▶ [Exercise goal] The complete set of records should be given again verbatim.

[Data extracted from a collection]
Issue #301, opened 2015-06-04
Respect privacy setting of project


caseypt:
- Add UI for setting project privacy
- Check privacy when loading project

PR #328, opened 2015-06-09
Implement project privacy access and UI

caseypt:
Implements the access rights for private projects and a UI modal to change the settings. See commit messages for details.

Here's the basic rule structure for accessing projects:

- Project owners can GET/PUT/DELETE owned public and private projects
- Logged in users can GET public projects.
- Logged in users can't PUT/DELETE public or private projects.
- Anonymous users can GET public projects.
- Anonymous users can't PUT/DELETE public or private projects.

**To Test:**
- Create a new project or load an existing one.
- Use the "Privacy" option in the project drop down menu to toggle the project privacy settings.
- Try accessing the project when logged in with a different user and when not being logged in. See the basic access rules above for expected behavior.
- Run the tests

Connects to #301.

### DIFF
--- a/src/mmw/apps/home/views.py
+++ b/src/mmw/apps/home/views.py
@@ -3,6 +3,7 @@ from __future__ import print_function
 from __future__ import unicode_literals
 from __future__ import division
 
+from django.http import Http404
 from django.contrib.auth.models import User
 from django.shortcuts import render_to_response, get_object_or_404
 from django.template.context_processors import csrf
@@ -33,16 +34,19 @@ def home_page(request):
 def model(request, proj_id=None):
     """
     If proj_id was specified, check that the user owns
-    the project. It not, return a 404. Otherwise, just
-    load the index template and the let the front-end
-    handle the route and request the project through
-    the API.
+    the project or if the project is public.
+    If not, return a 404. Otherwise, just load the index
+    template and the let the front-end handle the route
+    and request the project through the API.
     """
     csrf_token = {}
     csrf_token.update(csrf(request))
 
     if proj_id:
-        get_object_or_404(Project, user=request.user.id, id=proj_id)
+        project = get_object_or_404(Project, id=proj_id)
+
+        if project.user != request.user and project.is_private:
+            raise Http404
 
     return render_to_response('home/home.html', csrf_token)
 
--- a/src/mmw/apps/home/tests.py
+++ b/src/mmw/apps/home/tests.py
@@ -3,4 +3,108 @@ from __future__ import print_function
 from __future__ import unicode_literals
 from __future__ import division
 
-# Create your tests here.
+from django.contrib.auth.models import User
+
+from django.test import TestCase
+
+from rest_framework.test import APIClient
+
+
+class RouteAccessTestCase(TestCase):
+    def setUp(self):
+        self.c = APIClient()
+
+        self.test_user = User.objects.create_user(username='test',
+                                                  email='test@azavea.com',
+                                                  password='test')
+
+        self.another_user = User.objects.create_user(username='foo',
+                                                     email='test@azavea.com',
+                                                     password='bar')
+        self.project = {
+            "area_of_interest": ("MULTIPOLYGON (((30 20, 45 40, 10 40, 30 20))"
+                                 ",((15 5, 40 10, 10 20, 5 10, 15 5)))"),
+            "name": "My Project",
+            "model_package": "tr-55"
+        }
+
+        self.scenario = {
+            "name": "Current Conditions",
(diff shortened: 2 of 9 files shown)


src/mmw/apps/home/views.py
```diff
@@ -42,9 +44,12 @@ def model(request, proj_id=None):
     csrf_token.update(csrf(request))
 
     if proj_id:
-        get_object_or_404(Project, user=request.user.id, id=proj_id)
+        project = get_object_or_404(Project, id=proj_id)
 
-    return render_to_response('home/home.html', csrf_token)
+    if project.user.id == request.user.id or project.is_private is False:
```
rajadain: I'm new to Python and its idioms so I might be wrong, but would `or not project.is_private` be a better expression than `or project.is_private is False`?

rajadain:
I made a project as a logged in user and made it public. When I tried to access it using an incognito window in which I was not logged in (thus as an anonymous user), I just see the home page (the draw view), although with the URL of the model, and looking at the Network Panel in Developer Tools I see a 403 response from this URL: `http://localhost:8000/api/modeling/projects/1` with the following detail: `Authentication credentials were not provided.`

image

src/mmw/apps/home/views.py
kdeloach: In this case, I think `not project.is_private` is correct. If `is_private` was nullable, you would need to use the `is` operator (if you wanted to distinguish null from `False`).

kdeloach: Consider something like:

    if project.user != request.user and project.is_private:
        raise Http404

mmcfarland:
I'm able to create a public project that others (logged in or not) can view, but not modify and save.  Private projects are not visible to other users.  Tests run, and look like they have good coverage for such an important feature.

mmcfarland:
I don't know if this is where the UI for this project will ultimately live (I think it's fine for now) but it'd be good to see a visual indication of public/private without having to attempt to change it.  Maybe a fa-icon on the menu item, or simply the reversible text "Make Private/Make Public"?  Maybe an icon and tooltip on the project header bar?  Not sure.

kdeloach:
+1 Nice tests.

rajadain:
I too am able to see public projects anonymously now. Not sure what was going on before. Sorry about that.

rajadain:
If I go to [http://localhost:8000/model/](http://localhost:8000/model/) I get an Error 500.

src/mmw/apps/home/views.py
rajadain: Also note that `project` does not always exist here. If no `proj_id` is specified, as in [http://localhost:8000/model/](http://localhost:8000/model/), this line causes a crash.

caseypt: Thanks. I'll fix up and add some tests.

caseypt:
@rajadain Updated the view and added some tests. Should have fixed the problems you were seeing with `/model`.

@mmcfarland went with changing the menu option name based on the current value of `is_private` until @ctaylo37 has a chance to come up with something. Probably worth another run through with the UI.

src/mmw/apps/home/views.py
caseypt: Updated.

rajadain:
Making a project private without saving it first saves the project. Is this the correct behavior?

The "Make Private" button implies that the project was public by default. The earlier implementation gave me the impression that projects were private by default. Do we have a policy for this?

`/model` works correctly now, great idea adding a test for that.

caseypt:
@rajadain Good catch. Projects are private be default. Forgot to handle the new project case. Will fix.

Re: change the setting saving the project, I think I'm going to change it so that the menu item doesn't appear to the until project is saved initially. This way changing that property doesn't save the project.

mmcfarland:
The manual save processes is temporary, so I think it's fine that the project saves.  Once the auto save is set, we should just be able to set the property.  Projects should be private by default.

mmcfarland:
@caseypt can you make a block of 'only if saved' options in that list?  Share, delete, rename?

caseypt:
@mmcfarland Yeah, will do.

caseypt:
Added a new commit to limit the options that are available for unsaved projects.

rajadain:
Confirmed that I can only see "Rename", "Print" and "Save" as options before saving and they all work as expected (although I'm not sure how Print is supposed to work, since the preview doesn't have the map attached to it, but that is another issue). Also confirmed that projects are private by default.

+1 great work.

mmcfarland:
:+1:

caseypt:
Rebased on develop. @azaveaci rebuild.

▶ [Output of the task]
Issue #301, opened 2015-06-04
Respect privacy setting of project


caseypt:
- Add UI for setting project privacy
- Check privacy when loading project

PR #328, opened 2015-06-09
Implement project privacy access and UI

caseypt:
Implements the access rights for private projects and a UI modal to change the settings. See commit messages for details.

Here's the basic rule structure for accessing projects:

- Project owners can GET/PUT/DELETE owned public and private projects
- Logged in users can GET public projects.
- Logged in users can't PUT/DELETE public or private projects.
- Anonymous users can GET public projects.
- Anonymous users can't PUT/DELETE public or private projects.

**To Test:**
- Create a new project or load an existing one.
- Use the "Privacy" option in the project drop down menu to toggle the project privacy settings.
- Try accessing the project when logged in with a different user and when not being logged in. See the basic access rules above for expected behavior.
- Run the tests

Connects to #301.

### DIFF
--- a/src/mmw/apps/home/views.py
+++ b/src/mmw/apps/home/views.py
@@ -3,6 +3,7 @@ from __future__ import print_function
 from __future__ import unicode_literals
 from __future__ import division
 
+from django.http import Http404
 from django.contrib.auth.models import User
 from django.shortcuts import render_to_response, get_object_or_404
 from django.template.context_processors import csrf
@@ -33,16 +34,19 @@ def home_page(request):
 def model(request, proj_id=None):
     """
     If proj_id was specified, check that the user owns
-    the project. It not, return a 404. Otherwise, just
-    load the index template and the let the front-end
-    handle the route and request the project through
-    the API.
+    the project or if the project is public.
+    If not, return a 404. Otherwise, just load the index
+    template and the let the front-end handle the route
+    and request the project through the API.
     """
     csrf_token = {}
     csrf_token.update(csrf(request))
 
     if proj_id:
-        get_object_or_404(Project, user=request.user.id, id=proj_id)
+        project = get_object_or_404(Project, id=proj_id)
+
+        if project.user != request.user and project.is_private:
+            raise Http404
 
     return render_to_response('home/home.html', csrf_token)
 
--- a/src/mmw/apps/home/tests.py
+++ b/src/mmw/apps/home/tests.py
@@ -3,4 +3,108 @@ from __future__ import print_function
 from __future__ import unicode_literals
 from __future__ import division
 
-# Create your tests here.
+from django.contrib.auth.models import User
+
+from django.test import TestCase
+
+from rest_framework.test import APIClient
+
+
+class RouteAccessTestCase(TestCase):
+    def setUp(self):
+        self.c = APIClient()
+
+        self.test_user = User.objects.create_user(username='test',
+                                                  email='test@azavea.com',
+                                                  password='test')
+
+        self.another_user = User.objects.create_user(username='foo',
+                                                     email='test@azavea.com',
+                                                     password='bar')
+        self.project = {
+            "area_of_interest": ("MULTIPOLYGON (((30 20, 45 40, 10 40, 30 20))"
+                                 ",((15 5, 40 10, 10 20, 5 10, 15 5)))"),
+            "name": "My Project",
+            "model_package": "tr-55"
+        }
+
+        self.scenario = {
+            "name": "Current Conditions",
(diff shortened: 2 of 9 files shown)


src/mmw/apps/home/views.py
```diff
@@ -42,9 +44,12 @@ def model(request, proj_id=None):
     csrf_token.update(csrf(request))
 
     if proj_id:
-        get_object_or_404(Project, user=request.user.id, id=proj_id)
+        project = get_object_or_404(Project, id=proj_id)
 
-    return render_to_response('home/home.html', csrf_token)
+    if project.user.id == request.user.id or project.is_private is False:
```
rajadain: I'm new to Python and its idioms so I might be wrong, but would `or not project.is_private` be a better expression than `or project.is_private is False`?

rajadain:
I made a project as a logged in user and made it public. When I tried to access it using an incognito window in which I was not logged in (thus as an anonymous user), I just see the home page (the draw view), although with the URL of the model, and looking at the Network Panel in Developer Tools I see a 403 response from this URL: `http://localhost:8000/api/modeling/projects/1` with the following detail: `Authentication credentials were not provided.`

image

src/mmw/apps/home/views.py
kdeloach: In this case, I think `not project.is_private` is correct. If `is_private` was nullable, you would need to use the `is` operator (if you wanted to distinguish null from `False`).

kdeloach: Consider something like:

    if project.user != request.user and project.is_private:
        raise Http404

mmcfarland:
I'm able to create a public project that others (logged in or not) can view, but not modify and save.  Private projects are not visible to other users.  Tests run, and look like they have good coverage for such an important feature.

mmcfarland:
I don't know if this is where the UI for this project will ultimately live (I think it's fine for now) but it'd be good to see a visual indication of public/private without having to attempt to change it.  Maybe a fa-icon on the menu item, or simply the reversible text "Make Private/Make Public"?  Maybe an icon and tooltip on the project header bar?  Not sure.

kdeloach:
+1 Nice tests.

rajadain:
I too am able to see public projects anonymously now. Not sure what was going on before. Sorry about that.

rajadain:
If I go to [http://localhost:8000/model/](http://localhost:8000/model/) I get an Error 500.

src/mmw/apps/home/views.py
rajadain: Also note that `project` does not always exist here. If no `proj_id` is specified, as in [http://localhost:8000/model/](http://localhost:8000/model/), this line causes a crash.

caseypt: Thanks. I'll fix up and add some tests.

caseypt:
@rajadain Updated the view and added some tests. Should have fixed the problems you were seeing with `/model`.

@mmcfarland went with changing the menu option name based on the current value of `is_private` until @ctaylo37 has a chance to come up with something. Probably worth another run through with the UI.

src/mmw/apps/home/views.py
caseypt: Updated.

rajadain:
Making a project private without saving it first saves the project. Is this the correct behavior?

The "Make Private" button implies that the project was public by default. The earlier implementation gave me the impression that projects were private by default. Do we have a policy for this?

`/model` works correctly now, great idea adding a test for that.

caseypt:
@rajadain Good catch. Projects are private be default. Forgot to handle the new project case. Will fix.

Re: change the setting saving the project, I think I'm going to change it so that the menu item doesn't appear to the until project is saved initially. This way changing that property doesn't save the project.

mmcfarland:
The manual save processes is temporary, so I think it's fine that the project saves.  Once the auto save is set, we should just be able to set the property.  Projects should be private by default.

mmcfarland:
@caseypt can you make a block of 'only if saved' options in that list?  Share, delete, rename?

caseypt:
@mmcfarland Yeah, will do.

caseypt:
Added a new commit to limit the options that are available for unsaved projects.

rajadain:
Confirmed that I can only see "Rename", "Print" and "Save" as options before saving and they all work as expected (although I'm not sure how Print is supposed to work, since the preview doesn't have the map attached to it, but that is another issue). Also confirmed that projects are private by default.

+1 great work.

mmcfarland:
:+1:

caseypt:
Rebased on develop. @azaveaci rebuild.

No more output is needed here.